== Segment start ==

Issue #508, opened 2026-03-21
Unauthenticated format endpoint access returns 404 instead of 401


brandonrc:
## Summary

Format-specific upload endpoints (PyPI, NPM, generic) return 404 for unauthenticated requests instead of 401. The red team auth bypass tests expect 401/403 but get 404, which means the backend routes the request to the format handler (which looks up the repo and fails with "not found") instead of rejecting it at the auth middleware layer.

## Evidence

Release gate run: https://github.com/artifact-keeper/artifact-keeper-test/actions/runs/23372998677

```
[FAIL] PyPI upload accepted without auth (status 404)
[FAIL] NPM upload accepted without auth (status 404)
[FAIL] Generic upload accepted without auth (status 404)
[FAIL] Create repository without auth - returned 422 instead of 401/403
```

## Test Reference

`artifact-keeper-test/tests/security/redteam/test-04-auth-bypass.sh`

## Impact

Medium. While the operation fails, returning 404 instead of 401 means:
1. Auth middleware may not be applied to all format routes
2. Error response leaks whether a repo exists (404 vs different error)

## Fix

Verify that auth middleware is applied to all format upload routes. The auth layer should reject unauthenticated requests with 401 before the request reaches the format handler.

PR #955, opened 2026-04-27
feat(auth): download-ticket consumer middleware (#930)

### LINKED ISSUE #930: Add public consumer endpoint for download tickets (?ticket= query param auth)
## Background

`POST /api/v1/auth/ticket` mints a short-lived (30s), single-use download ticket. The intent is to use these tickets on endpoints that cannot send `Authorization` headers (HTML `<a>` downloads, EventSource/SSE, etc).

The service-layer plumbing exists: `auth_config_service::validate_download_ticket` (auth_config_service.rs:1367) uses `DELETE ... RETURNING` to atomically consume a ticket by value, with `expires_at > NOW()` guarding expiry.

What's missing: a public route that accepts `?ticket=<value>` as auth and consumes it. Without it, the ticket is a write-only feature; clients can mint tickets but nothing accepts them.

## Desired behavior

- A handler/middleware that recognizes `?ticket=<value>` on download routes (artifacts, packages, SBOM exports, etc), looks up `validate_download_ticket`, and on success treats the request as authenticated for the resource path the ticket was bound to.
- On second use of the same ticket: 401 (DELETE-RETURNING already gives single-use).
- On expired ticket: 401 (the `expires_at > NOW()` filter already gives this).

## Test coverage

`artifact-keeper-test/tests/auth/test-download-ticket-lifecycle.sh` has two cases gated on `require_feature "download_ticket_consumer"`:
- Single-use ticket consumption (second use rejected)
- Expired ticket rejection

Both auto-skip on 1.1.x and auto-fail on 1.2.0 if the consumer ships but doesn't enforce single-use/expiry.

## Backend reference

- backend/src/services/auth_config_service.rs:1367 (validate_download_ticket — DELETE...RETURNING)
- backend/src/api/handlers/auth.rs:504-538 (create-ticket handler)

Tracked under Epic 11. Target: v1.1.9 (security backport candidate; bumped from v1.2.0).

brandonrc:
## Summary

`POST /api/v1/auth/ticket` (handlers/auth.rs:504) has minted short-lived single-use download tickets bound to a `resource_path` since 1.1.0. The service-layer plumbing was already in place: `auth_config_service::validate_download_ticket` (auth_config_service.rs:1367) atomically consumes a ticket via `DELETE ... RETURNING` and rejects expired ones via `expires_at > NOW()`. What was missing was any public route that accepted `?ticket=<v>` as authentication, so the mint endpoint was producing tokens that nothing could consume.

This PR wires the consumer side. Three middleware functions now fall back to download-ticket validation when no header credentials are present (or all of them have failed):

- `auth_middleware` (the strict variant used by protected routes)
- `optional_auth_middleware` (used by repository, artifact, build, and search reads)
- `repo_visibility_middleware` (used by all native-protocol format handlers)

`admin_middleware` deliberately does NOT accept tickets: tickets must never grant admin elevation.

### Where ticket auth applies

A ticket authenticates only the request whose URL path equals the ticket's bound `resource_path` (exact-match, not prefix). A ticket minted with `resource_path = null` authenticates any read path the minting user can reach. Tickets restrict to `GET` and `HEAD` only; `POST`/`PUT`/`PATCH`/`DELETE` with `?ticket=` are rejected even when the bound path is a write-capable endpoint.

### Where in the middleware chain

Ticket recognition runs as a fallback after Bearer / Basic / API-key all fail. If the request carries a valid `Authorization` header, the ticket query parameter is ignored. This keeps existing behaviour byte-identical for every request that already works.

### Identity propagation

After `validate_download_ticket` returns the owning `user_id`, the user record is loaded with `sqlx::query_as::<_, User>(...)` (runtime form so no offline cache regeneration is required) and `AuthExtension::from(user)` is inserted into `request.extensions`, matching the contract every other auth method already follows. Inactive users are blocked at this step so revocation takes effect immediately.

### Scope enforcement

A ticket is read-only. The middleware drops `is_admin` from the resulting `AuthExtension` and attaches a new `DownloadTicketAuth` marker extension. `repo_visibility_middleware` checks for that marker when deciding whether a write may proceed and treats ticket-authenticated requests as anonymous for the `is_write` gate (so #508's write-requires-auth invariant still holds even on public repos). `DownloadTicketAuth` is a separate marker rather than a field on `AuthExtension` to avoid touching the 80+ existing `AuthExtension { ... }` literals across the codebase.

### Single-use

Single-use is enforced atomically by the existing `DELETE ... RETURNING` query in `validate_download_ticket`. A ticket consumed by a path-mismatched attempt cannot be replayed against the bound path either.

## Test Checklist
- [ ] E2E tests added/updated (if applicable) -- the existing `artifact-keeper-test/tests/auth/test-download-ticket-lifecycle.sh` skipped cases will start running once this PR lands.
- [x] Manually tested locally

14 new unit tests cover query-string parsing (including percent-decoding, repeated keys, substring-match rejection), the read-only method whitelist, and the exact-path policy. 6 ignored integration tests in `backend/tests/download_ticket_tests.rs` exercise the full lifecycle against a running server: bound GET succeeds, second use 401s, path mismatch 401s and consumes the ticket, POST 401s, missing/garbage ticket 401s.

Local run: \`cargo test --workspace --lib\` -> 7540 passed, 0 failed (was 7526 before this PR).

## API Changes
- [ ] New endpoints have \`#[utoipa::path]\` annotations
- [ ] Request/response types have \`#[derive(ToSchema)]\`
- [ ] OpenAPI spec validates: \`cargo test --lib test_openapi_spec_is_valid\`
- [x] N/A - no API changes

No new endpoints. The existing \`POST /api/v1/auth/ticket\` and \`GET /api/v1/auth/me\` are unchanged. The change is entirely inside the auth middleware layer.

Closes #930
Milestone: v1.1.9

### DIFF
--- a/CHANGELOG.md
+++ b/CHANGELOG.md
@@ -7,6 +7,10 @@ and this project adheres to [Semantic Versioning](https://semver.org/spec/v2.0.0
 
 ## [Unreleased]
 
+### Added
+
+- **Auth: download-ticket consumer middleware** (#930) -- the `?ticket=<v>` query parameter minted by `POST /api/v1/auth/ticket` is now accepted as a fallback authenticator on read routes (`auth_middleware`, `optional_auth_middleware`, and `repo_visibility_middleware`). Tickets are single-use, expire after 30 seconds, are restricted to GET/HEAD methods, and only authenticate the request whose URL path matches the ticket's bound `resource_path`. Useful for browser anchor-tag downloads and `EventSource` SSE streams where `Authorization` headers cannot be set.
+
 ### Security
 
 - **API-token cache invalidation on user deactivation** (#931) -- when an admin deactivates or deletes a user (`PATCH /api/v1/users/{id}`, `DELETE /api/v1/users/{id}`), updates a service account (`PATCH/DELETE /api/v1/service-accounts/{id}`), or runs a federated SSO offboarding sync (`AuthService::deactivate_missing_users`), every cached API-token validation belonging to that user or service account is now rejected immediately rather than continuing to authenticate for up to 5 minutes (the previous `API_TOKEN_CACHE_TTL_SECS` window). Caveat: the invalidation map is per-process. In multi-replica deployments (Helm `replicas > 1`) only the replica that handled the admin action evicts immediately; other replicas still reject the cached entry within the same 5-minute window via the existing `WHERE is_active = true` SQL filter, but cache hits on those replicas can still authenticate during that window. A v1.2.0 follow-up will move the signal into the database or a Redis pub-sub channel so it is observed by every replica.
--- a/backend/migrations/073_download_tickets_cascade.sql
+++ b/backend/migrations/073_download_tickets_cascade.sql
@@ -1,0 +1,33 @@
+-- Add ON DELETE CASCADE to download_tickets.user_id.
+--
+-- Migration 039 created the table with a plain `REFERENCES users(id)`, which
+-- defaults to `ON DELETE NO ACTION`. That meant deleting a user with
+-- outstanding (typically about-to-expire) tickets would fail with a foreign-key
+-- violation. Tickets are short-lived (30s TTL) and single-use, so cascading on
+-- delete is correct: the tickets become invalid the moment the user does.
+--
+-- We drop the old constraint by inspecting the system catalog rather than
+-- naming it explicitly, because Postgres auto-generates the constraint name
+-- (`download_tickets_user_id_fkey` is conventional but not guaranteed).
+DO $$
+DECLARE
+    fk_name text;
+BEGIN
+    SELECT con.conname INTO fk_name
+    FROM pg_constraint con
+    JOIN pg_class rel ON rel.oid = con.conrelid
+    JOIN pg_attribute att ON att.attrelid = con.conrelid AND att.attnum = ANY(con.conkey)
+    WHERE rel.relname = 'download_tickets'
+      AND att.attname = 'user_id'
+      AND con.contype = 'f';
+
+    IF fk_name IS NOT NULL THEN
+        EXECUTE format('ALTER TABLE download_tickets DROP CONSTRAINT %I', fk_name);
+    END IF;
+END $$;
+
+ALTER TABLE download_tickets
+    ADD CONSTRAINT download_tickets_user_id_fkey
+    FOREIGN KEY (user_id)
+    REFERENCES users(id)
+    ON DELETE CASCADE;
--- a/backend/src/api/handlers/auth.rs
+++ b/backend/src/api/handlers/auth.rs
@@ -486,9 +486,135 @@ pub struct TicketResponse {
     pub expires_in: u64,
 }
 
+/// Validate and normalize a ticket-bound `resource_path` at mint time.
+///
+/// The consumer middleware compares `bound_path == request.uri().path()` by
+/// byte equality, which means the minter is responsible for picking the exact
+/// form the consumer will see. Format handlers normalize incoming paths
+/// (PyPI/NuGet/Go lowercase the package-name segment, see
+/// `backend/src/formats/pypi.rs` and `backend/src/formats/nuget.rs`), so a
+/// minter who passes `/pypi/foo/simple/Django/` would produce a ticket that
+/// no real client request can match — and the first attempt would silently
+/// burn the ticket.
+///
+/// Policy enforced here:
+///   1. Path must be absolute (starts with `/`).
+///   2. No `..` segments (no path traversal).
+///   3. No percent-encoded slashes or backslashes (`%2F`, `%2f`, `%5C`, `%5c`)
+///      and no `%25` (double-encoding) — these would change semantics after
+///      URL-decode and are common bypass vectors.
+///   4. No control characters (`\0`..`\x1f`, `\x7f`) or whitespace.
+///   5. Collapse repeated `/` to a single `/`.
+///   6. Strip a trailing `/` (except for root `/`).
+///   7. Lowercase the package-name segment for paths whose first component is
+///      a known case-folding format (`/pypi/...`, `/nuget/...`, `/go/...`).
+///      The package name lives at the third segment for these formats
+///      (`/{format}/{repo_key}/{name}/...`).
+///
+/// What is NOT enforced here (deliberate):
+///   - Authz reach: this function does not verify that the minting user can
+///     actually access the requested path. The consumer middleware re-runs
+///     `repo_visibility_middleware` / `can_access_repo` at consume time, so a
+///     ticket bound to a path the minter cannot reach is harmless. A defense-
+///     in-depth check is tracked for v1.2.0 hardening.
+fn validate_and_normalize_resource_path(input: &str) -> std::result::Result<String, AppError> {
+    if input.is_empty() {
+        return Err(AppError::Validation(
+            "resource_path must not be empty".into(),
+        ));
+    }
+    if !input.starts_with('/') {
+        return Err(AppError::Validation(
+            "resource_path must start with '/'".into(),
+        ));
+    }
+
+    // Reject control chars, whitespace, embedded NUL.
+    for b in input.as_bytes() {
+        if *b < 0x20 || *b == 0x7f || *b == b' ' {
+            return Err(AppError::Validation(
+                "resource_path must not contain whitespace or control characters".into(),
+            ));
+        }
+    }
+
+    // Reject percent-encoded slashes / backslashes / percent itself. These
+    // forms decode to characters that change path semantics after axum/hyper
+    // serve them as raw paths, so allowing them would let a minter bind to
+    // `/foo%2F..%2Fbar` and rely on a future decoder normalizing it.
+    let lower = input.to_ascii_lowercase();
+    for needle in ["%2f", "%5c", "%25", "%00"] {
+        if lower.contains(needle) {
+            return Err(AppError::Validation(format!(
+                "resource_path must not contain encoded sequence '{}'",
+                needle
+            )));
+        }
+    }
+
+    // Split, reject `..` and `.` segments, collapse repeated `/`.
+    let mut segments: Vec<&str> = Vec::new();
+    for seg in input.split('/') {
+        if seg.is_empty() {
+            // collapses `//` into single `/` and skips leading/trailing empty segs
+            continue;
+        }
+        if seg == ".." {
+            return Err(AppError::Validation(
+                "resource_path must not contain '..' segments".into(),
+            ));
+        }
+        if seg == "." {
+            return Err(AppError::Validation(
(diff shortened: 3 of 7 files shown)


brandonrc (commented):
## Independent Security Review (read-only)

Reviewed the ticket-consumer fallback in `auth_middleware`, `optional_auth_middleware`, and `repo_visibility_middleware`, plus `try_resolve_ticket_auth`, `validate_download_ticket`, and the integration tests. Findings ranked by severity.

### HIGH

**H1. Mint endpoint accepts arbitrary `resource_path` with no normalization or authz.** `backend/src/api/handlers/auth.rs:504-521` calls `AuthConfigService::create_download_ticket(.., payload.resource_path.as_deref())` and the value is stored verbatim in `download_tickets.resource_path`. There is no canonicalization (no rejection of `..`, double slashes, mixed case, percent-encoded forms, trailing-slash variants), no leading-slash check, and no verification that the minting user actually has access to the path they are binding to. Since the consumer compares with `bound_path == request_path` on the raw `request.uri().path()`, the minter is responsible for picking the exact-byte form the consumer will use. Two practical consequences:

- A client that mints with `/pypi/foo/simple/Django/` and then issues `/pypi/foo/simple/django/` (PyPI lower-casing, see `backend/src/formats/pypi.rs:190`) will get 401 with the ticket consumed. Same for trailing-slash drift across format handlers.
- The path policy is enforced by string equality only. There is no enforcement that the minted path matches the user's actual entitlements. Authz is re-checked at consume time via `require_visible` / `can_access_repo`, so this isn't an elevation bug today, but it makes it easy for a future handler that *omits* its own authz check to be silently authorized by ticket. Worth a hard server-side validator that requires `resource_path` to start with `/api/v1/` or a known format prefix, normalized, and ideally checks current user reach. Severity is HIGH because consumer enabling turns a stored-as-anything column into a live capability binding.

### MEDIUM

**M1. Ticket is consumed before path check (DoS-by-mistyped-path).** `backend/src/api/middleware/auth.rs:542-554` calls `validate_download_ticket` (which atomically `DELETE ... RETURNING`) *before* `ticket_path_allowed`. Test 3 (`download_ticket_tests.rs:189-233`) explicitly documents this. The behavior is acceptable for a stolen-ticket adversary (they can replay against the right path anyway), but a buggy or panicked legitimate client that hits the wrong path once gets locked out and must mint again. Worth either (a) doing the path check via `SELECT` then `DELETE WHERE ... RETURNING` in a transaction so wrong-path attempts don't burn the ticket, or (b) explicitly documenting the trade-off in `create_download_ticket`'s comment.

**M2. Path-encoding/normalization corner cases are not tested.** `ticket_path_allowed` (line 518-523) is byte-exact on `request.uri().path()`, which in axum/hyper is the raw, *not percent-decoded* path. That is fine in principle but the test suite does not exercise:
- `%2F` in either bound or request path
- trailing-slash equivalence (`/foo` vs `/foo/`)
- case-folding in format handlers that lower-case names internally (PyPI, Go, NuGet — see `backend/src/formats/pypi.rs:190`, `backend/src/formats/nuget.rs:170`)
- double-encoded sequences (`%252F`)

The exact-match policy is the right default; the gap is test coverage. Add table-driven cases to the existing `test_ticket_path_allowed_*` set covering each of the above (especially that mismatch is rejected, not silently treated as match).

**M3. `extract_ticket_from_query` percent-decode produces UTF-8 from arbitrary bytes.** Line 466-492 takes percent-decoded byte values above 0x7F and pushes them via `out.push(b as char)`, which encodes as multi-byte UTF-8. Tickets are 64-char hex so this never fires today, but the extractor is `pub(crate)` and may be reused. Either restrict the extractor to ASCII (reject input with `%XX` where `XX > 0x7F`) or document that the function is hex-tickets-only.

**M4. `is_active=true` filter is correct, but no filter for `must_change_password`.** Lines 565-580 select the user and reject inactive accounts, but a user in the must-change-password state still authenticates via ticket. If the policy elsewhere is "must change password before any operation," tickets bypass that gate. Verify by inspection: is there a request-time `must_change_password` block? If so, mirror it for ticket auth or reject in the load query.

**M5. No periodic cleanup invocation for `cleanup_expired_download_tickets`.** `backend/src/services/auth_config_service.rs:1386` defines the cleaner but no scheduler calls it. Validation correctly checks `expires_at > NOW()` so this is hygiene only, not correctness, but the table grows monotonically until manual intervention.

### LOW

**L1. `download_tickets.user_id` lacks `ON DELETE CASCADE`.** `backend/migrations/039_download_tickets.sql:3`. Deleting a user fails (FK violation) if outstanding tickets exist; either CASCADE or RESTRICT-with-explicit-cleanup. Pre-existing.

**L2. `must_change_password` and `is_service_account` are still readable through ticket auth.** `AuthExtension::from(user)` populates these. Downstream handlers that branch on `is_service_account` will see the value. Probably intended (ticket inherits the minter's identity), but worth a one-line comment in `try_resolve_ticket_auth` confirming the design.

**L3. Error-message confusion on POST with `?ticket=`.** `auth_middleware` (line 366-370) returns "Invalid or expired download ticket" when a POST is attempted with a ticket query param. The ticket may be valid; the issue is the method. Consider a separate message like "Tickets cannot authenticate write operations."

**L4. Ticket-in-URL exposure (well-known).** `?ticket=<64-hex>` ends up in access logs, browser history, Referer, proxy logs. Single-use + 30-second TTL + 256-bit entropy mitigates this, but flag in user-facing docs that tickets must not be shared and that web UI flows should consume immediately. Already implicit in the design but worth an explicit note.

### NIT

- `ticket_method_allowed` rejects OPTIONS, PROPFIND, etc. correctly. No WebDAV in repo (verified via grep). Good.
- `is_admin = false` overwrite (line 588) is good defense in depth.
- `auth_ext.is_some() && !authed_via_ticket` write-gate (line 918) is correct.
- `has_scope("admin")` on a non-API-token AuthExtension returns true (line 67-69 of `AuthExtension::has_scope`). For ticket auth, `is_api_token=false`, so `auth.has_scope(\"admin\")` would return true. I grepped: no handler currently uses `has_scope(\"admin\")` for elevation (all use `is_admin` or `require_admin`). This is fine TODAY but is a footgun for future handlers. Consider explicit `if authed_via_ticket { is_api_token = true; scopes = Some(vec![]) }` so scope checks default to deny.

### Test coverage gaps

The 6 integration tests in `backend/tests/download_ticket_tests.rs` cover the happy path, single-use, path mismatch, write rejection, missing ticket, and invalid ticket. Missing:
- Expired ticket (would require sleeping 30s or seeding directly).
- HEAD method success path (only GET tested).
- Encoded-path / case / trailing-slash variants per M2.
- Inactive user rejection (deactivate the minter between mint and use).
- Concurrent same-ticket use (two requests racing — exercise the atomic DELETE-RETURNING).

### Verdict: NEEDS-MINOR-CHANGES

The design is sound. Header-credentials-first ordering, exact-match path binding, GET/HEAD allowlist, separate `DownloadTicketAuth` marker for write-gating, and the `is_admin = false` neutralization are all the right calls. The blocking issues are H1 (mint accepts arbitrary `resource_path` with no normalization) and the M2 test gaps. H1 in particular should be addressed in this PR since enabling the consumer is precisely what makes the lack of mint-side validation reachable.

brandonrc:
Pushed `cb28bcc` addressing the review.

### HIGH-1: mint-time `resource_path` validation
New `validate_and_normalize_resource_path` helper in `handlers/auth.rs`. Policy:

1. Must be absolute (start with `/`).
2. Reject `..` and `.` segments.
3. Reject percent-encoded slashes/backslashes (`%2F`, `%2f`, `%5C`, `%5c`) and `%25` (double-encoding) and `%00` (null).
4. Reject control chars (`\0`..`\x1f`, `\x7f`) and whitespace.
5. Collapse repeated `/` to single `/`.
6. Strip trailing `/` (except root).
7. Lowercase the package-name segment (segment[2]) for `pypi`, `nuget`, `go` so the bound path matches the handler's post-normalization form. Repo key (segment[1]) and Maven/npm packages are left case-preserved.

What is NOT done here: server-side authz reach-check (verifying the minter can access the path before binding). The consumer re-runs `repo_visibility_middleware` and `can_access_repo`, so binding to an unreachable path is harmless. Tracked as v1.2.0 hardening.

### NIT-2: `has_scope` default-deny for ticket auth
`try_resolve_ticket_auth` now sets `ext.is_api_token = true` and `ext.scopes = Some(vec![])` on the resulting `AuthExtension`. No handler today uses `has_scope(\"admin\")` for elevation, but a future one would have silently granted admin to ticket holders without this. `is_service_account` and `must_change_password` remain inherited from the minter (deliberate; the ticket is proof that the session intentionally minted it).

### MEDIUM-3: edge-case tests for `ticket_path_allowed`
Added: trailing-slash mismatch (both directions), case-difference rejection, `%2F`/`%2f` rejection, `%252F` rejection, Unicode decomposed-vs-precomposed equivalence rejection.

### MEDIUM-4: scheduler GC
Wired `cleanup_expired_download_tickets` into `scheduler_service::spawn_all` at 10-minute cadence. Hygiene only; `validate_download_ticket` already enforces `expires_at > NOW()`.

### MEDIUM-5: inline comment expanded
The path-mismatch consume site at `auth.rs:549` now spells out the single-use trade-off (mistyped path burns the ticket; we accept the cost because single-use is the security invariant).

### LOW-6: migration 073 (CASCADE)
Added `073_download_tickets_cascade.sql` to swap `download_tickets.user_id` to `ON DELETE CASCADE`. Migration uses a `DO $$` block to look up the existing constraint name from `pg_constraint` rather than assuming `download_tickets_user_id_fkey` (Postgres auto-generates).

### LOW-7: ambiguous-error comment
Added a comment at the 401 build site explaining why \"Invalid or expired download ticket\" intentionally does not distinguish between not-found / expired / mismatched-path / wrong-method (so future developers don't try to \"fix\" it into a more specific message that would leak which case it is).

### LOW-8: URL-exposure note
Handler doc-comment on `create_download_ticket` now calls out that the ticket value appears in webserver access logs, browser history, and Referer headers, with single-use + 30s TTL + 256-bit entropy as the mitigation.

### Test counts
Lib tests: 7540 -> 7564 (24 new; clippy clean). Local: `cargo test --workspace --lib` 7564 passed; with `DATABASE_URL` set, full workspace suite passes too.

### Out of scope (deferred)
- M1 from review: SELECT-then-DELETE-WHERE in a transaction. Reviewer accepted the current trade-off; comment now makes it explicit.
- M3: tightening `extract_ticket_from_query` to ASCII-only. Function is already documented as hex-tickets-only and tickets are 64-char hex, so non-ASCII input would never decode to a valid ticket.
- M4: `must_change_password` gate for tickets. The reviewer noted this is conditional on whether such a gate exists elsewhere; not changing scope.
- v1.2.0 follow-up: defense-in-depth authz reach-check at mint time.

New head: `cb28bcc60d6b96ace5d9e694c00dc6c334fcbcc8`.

== Segment end ==

### PROBLEM REQUIREMENTS
In the reply, include exactly the lines from the beginning of the entries above through the line holding "downloads, EventSource/SSE, etc).", and nothing besides.

### TASK OUTPUT
Issue #508, opened 2026-03-21
Unauthenticated format endpoint access returns 404 instead of 401


brandonrc:
## Summary

Format-specific upload endpoints (PyPI, NPM, generic) return 404 for unauthenticated requests instead of 401. The red team auth bypass tests expect 401/403 but get 404, which means the backend routes the request to the format handler (which looks up the repo and fails with "not found") instead of rejecting it at the auth middleware layer.

## Evidence

Release gate run: https://github.com/artifact-keeper/artifact-keeper-test/actions/runs/23372998677

```
[FAIL] PyPI upload accepted without auth (status 404)
[FAIL] NPM upload accepted without auth (status 404)
[FAIL] Generic upload accepted without auth (status 404)
[FAIL] Create repository without auth - returned 422 instead of 401/403
```

## Test Reference

`artifact-keeper-test/tests/security/redteam/test-04-auth-bypass.sh`

## Impact

Medium. While the operation fails, returning 404 instead of 401 means:
1. Auth middleware may not be applied to all format routes
2. Error response leaks whether a repo exists (404 vs different error)

## Fix

Verify that auth middleware is applied to all format upload routes. The auth layer should reject unauthenticated requests with 401 before the request reaches the format handler.

PR #955, opened 2026-04-27
feat(auth): download-ticket consumer middleware (#930)

### LINKED ISSUE #930: Add public consumer endpoint for download tickets (?ticket= query param auth)
## Background

`POST /api/v1/auth/ticket` mints a short-lived (30s), single-use download ticket. The intent is to use these tickets on endpoints that cannot send `Authorization` headers (HTML `<a>` downloads, EventSource/SSE, etc).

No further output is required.